What I do think he is suggesting is that industry should give us recognition
for what we do. I honestly don't know who designed the car my taxi driver
drove me to work in this morning. However, I'm pretty sure that if the design
of the car was a significant feat in engineering then the engineer who
designed it probably has a shiny little trophy above their desk. And if that
person ever went looking for a job I doubt their interviewer would waste time
asking them questions to ascertain whether they're an engineer. This person
would have the industry recognition to open certain doors implicitly.

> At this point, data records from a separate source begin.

PR #5253, opened 2021-11-09
Adds workflow to trigger nurax deploy on push

mlooney:
@samvera/hyrax-code-reviewers

### DIFF
--- a/.github/workflows/main.yml
+++ b/.github/workflows/main.yml
@@ -1,0 +1,17 @@
+name: Trigger Nurax build
+on:
+  workflow_dispatch:
+  push:
+
+jobs:
+  trigger:
+    runs-on: ubuntu-latest
+    steps:
+    - uses: peter-evans/repository-dispatch@v1
+      with:
+         token: ${{ secrets.NURAX_ACCESS_TOKEN }}
+         event-type: push
+         repository: curationexperts/nurax
+         client-payload: '{"ref": "${{ github.ref }}", "sha": "${{ github.sha }}"}'
+
+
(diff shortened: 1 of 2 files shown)


no-reply:
note that this adds a new use of GitHub Actions.

is this something we're open to?

dlpierce:
What is the concern? If GH Actions were to become non-free for public repos in the future?

no-reply:
> What is the concern? If GH Actions were to become non-free for public repos in the future?

i think it's mainly just that it's one more pipeline to configure and monitor, and one more configuration format to manage.

i don't have any other github actions projects, so personally i would probably avoid doing maintenance on this.

elrayle:
For context, the purpose of this is to provide an auto-deploy to the DCE supported `nurax-dev` and `nurax-stable` test applications.  It connects into github [actions](https://github.com/curationexperts/nurax/actions) in [curationexperts/nurax](https://github.com/curationexperts/nurax).  Without these, someone would have to manually deploy [nurax-dev](https://nurax-dev.curationexperts.com/) and [nurax-stable](https://nurax-dev.curationexperts.com/). 

I am in favor of merging this PR.

elrayle:
@no-reply Are you open to having this merged?

elrayle:
Discussed today in Tech Call and there are no blockers to this being merged.  There was a question about who would maintain this pipeline.  There are several folks, including DCE staff, that work with Github Actions.  So it seems like there are members of the community that can help maintain this pipeline.  

It is also worth noting that this is not a critical pipeline.  If it fails, it only impacts nurax related deploys.  Additionally there are manual steps to deploy that would address the failure.

elrayle (approved):
Thanks for adding this.  It will be nice to have the auto-deploys working.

There is _some_ industry recognition, sure. Amongst us programmers. I just
finished reading "Coders at Work" not too long ago. There are names in there
that I'd expect most geeks would know and be familiar with. It was a very
inspiring read.

Now as an experiment, ask your boss if they know what any of those people are
recognized for.

I know I'm probably begging the question. The point I'm trying to make is that
the people we work for that make so much money off of what we build... they
don't know who these people are. They don't take time to familiarize
themselves with these sorts of things.

I think industry awards, trade publications, and the like would go a long way
to bridge that gap. It has worked for pretty much every other industry. Why is
programming such an exception?

------
jarin
It's a good point that programmers only become famous among non-programmers
because of non-code reasons, but the same applies to specialists in almost any
technical field (except for maybe physics and math).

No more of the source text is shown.